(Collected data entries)
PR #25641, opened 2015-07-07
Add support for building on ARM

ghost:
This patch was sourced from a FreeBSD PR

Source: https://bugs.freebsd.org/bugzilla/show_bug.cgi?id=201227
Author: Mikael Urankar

TASK GOAL
All lines from the one containing "Source: https://bugs.freebsd.org/bugzilla/show_bug.cgi?id=201227" to the end of the data above are to be set down exactly; no others belong in the answer.

ANSWER TO THIS TASK
Source: https://bugs.freebsd.org/bugzilla/show_bug.cgi?id=201227
Author: Mikael Urankar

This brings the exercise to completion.